Sixth, while reproductive health is both a woman’s and man’s issue the national debate starkly reveals the dearth of women’s voices/participation in an issue that significantly affects them (because family planning is largely placed on their shoulders). While it is good and refreshing to listen to men dissecting (coldly, to my observation) women-also issues such as birth control, their voices do not necessarily reflect the minds of women. I – and the rest of us surely – would also like to listen to what women have to say on the issue. Not just from one or two women but at least 70% of women in this country. The debate has been going on without reference to solid research on Filipino women’s views and experiences of reproductive health. Arguments in the past 15 years are largely biased on personal and incomplete views of politicians. Because it is politically-charged, exchanges had become cocky and amnesiac such as the most recent one – “is population control good for the economy and how?” I empathize with NEDA Chief Balisacan because I imagined that his silence in the face of this question to him was not because of the absence of intelligent things to say rather I imagined that he struggled internally to keep a smile on while imploding with disbelief – god, how many Chiefs had gone ahead of me and still this is the question? Resounding evidence the world over says yes it is – just look at the economies of world powers – and it is now up to the Senate to, as what my professor in undergrad law bellowed to a male classmate, “stand up and have the balls” to make the goddamn decision for the Philippines. Fifteen years are plenty time doing foreplay. If the decision was made then this generation will have been now reaping some benefits but if the decision is made after another 15 years it will be the 10th generation who will benefit and by then do we even know that given the changing climate now the earth as we know now will be the same in that time?

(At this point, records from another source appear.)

PR #399, opened 2021-05-16
Add support for buffers other than a `String` in `TextEdit`

Zenithsiz:
Adds support for custom buffers to be used with the `TextEdit` widget.

I haven't made an issue because this was relatively simple to implement and it's something I need for one of my projects, so I'd likely re-use it even if you'd prefer to not make this change.

The motivation behind this for me is to use an `AsciiString` from the `ascii` crate as the underlying buffer, and also limit it's size to a certain number of max characters.
In order to achieve this the `TextBuffer` trait hands responsibility of any actual insertions / removals to the type itself, with a default impl for `String`.
Due to the default type of `String` I believe this doesn't break any existing code and a default of `String` is likely the best option either way.
This also modifies most operations to be in-place instead of creating a new string and assigning it to it. This should (?) also increase performance slightly, but I doubt it's too noticeable.

### DIFF
--- a/CHANGELOG.md
+++ b/CHANGELOG.md
@@ -9,6 +9,7 @@ NOTE: [`eframe`](eframe/CHANGELOG.md), [`egui_web`](egui_web/CHANGELOG.md) and [
 
 ### Added ⭐
 * Add features `extra_asserts` and `extra_debug_asserts` to enable additional checks.
+* `TextEdit` now supports edits on a generic buffer using `TextBuffer`.
 
 ## 0.12.0 - 2021-05-10 - Multitouch, user memory, window pivots, and improved plots
 
@@ -26,7 +27,6 @@ NOTE: [`eframe`](eframe/CHANGELOG.md), [`egui_web`](egui_web/CHANGELOG.md) and [
   enabling zoom, rotate, and more. Works with `egui_web` on mobile devices,
   and should work with `egui_glium` for certain touch devices/screens.
 * Add (optional) compatibility with [mint](https://docs.rs/mint).
-* `TextEdit` now supports edits on a generic buffer using `TextBuffer`.
 
 ### Changed 🔧
 * Make `Memory::has_focus` public (again).
--- a/CHANGELOG.md
+++ b/CHANGELOG.md
@@ -26,6 +26,7 @@ NOTE: [`eframe`](eframe/CHANGELOG.md), [`egui_web`](egui_web/CHANGELOG.md) and [
   enabling zoom, rotate, and more. Works with `egui_web` on mobile devices,
   and should work with `egui_glium` for certain touch devices/screens.
 * Add (optional) compatibility with [mint](https://docs.rs/mint).
+* `TextEdit` now supports edits on a generic buffer using `TextBuffer`.
 
 ### Changed 🔧
 * Make `Memory::has_focus` public (again).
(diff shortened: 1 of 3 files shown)


egui/src/widgets/text_edit.rs
```diff
@@ -108,6 +109,50 @@ impl CCursorPair {
     }
 }
 
+/// Trait contraining what types [`TextEdit`] may use as
+/// an underlying buffer
```
emilk, line 113:
```suggestion
/// Trait constraining what types [`TextEdit`] may use as
/// an underlying buffer.
///
/// Most likely you will use a `String` which implements `TextBuffer`.
```

CHANGELOG.md
```diff
@@ -24,6 +24,7 @@ NOTE: [`eframe`](eframe/CHANGELOG.md), [`egui_web`](egui_web/CHANGELOG.md) and [
   enabling zoom, rotate, and more. Works with `egui_web` on mobile devices,
   and should work with `egui_glium` for certain touch devices/screens.
 * Add (optional) compatibility with [mint](https://docs.rs/mint).
+* `TextEdit` now supports edits on a generic buffer using `TextBuffer`.
```
emilk, line 27: This should be under the `Unreleased` heading!

egui/src/widgets/text_edit.rs
```diff
@@ -478,18 +523,24 @@ impl<'t> TextEdit<'t> {
                 let did_mutate_text = match event {
                     Event::Copy => {
                         if cursorp.is_empty() {
-                            copy_if_not_password(ui, text.clone());
+                            copy_if_not_password(ui, text.as_ref().to_owned());
```
emilk, line 526:
```suggestion
                            copy_if_not_password(ui, text.to_string());
```

is a bit shorter (and iirc it should work since `text` implements `Display`)

egui/src/widgets/text_edit.rs
```diff
@@ -108,6 +109,50 @@ impl CCursorPair {
...
+    ///
+    /// # Return
+    /// Returns how many *characters* were successfully inserted
+    fn insert_text(&mut self, text: &str, ch_idx: usize) -> usize;
+
+    /// Deletes a range of text `ch_range` from this buffer.
+    ///
+    /// # Notes
+    /// `ch_range` is a *character range*, not a byte range.
+    fn delete_text_range(&mut self, ch_range: Range<usize>);
```
emilk, line 130:
```suggestion
    fn delete_char_range(&mut self, ch_range: Range<usize>);
```

is a more descriptive name

emilk (changes requested):
Looks good!

CHANGELOG.md
Zenithsiz: Oops, I somehow missed that heading. Should be fixed now.

egui/src/widgets/text_edit.rs
Zenithsiz: Wouldn't calling `to_owned` on a `str` bypass the `std::fmt` formatting, though?
I don't know how it works in general, but there might be a specialization for `String` and `str` so it might not matter.

Zenithsiz:
The branch conflict seems to be because of the changelog, I added the "Added" heading, should I rebase on master?

emilk:
yeah, rebase on or merge in master

Zenithsiz:
Should be rebased now? I had to do a `git push --force`, but not sure if that was what I was supposed to do after rebasing.

emilk (approved):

Seventh, population control (as just one of the components of reproductive health) is to developing countries as what carbon emission reduction is to developed countries. Each refuses to budge. But each knows that not to budge is a decision made toward a bleak future for all. As Northern countries “pressure” their Southern counterparts toward embracing population control in RH, they need to also think about their responsibility over global carbon emission and its limiting effects on struggling countries. The UN has introduced good terms in its current development assistance framework – One; Equity. In this sense, the pressure is also on Northern countries to be models of the change we all want to see in our world.